----- DATA SECTION

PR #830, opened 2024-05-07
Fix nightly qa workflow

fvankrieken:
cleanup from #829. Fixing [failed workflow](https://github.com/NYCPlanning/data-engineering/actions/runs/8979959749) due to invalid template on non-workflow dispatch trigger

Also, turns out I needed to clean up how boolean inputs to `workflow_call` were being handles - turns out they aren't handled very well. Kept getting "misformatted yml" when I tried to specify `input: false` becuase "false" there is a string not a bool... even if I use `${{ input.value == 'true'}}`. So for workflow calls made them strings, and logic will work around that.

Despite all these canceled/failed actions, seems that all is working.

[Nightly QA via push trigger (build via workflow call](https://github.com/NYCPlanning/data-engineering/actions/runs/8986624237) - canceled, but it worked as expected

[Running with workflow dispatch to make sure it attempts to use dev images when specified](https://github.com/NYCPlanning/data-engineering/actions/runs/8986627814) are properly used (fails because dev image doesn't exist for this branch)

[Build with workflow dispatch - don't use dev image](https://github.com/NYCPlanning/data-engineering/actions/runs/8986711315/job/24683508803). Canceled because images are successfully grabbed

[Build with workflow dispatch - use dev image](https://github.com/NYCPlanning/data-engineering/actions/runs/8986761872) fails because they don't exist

----------
----- DATA SECTION

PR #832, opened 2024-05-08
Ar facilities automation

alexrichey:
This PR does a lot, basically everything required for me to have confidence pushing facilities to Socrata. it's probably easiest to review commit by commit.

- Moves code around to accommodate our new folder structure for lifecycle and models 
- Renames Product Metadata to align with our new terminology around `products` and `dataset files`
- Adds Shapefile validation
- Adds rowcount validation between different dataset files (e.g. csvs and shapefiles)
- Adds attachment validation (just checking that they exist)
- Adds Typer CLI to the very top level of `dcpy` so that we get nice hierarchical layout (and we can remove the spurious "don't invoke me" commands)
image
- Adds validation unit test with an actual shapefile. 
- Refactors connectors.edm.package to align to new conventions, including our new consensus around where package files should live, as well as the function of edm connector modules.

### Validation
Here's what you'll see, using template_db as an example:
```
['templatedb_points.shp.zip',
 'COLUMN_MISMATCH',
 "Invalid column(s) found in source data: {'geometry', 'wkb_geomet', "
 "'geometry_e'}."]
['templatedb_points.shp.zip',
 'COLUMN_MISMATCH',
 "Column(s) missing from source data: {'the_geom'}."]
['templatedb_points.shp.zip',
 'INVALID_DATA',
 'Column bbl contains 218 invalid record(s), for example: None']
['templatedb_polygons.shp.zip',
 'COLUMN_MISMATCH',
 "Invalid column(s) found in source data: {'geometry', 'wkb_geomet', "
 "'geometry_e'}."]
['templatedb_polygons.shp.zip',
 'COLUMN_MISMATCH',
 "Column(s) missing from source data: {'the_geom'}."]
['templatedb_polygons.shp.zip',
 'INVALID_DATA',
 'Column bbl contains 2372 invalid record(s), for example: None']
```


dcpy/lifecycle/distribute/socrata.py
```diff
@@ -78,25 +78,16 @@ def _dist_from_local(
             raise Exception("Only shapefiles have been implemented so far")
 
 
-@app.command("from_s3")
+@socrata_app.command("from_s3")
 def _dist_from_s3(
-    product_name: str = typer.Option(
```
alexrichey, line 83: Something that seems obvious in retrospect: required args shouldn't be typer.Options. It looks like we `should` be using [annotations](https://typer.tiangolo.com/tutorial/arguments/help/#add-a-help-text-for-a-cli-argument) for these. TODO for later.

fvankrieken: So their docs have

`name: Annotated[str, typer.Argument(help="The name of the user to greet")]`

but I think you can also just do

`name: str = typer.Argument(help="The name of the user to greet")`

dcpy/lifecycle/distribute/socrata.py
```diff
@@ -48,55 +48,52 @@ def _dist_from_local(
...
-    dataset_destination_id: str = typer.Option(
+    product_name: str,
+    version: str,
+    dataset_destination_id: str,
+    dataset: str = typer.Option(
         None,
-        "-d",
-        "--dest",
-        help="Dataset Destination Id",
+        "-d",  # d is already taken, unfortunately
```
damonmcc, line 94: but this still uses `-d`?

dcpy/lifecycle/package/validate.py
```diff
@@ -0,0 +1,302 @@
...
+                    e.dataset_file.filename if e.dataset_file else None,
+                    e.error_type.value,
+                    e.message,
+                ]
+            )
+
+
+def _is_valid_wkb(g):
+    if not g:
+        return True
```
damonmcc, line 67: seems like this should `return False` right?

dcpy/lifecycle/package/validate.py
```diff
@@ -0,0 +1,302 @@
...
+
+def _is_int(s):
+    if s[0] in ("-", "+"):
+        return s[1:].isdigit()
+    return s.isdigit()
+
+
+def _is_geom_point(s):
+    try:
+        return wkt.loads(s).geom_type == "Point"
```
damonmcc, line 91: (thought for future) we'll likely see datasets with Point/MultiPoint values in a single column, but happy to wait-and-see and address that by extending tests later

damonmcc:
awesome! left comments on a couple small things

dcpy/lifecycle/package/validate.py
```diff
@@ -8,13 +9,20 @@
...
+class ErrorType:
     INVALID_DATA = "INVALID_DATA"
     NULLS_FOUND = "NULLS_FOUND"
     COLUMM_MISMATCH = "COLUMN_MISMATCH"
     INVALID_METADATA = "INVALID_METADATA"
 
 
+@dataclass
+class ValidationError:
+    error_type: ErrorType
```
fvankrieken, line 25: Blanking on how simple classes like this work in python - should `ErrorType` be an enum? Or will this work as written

----------

Where does the word "required" appear in the records above? Return every line that holds it.

This PR does a lot, basically everything required for me to have confidence pushing facilities to Socrata. it's probably easiest to review commit by commit.
alexrichey, line 83: Something that seems obvious in retrospect: required args shouldn't be typer.Options. It looks like we `should` be using [annotations](https://typer.tiangolo.com/tutorial/arguments/help/#add-a-help-text-for-a-cli-argument) for these. TODO for later.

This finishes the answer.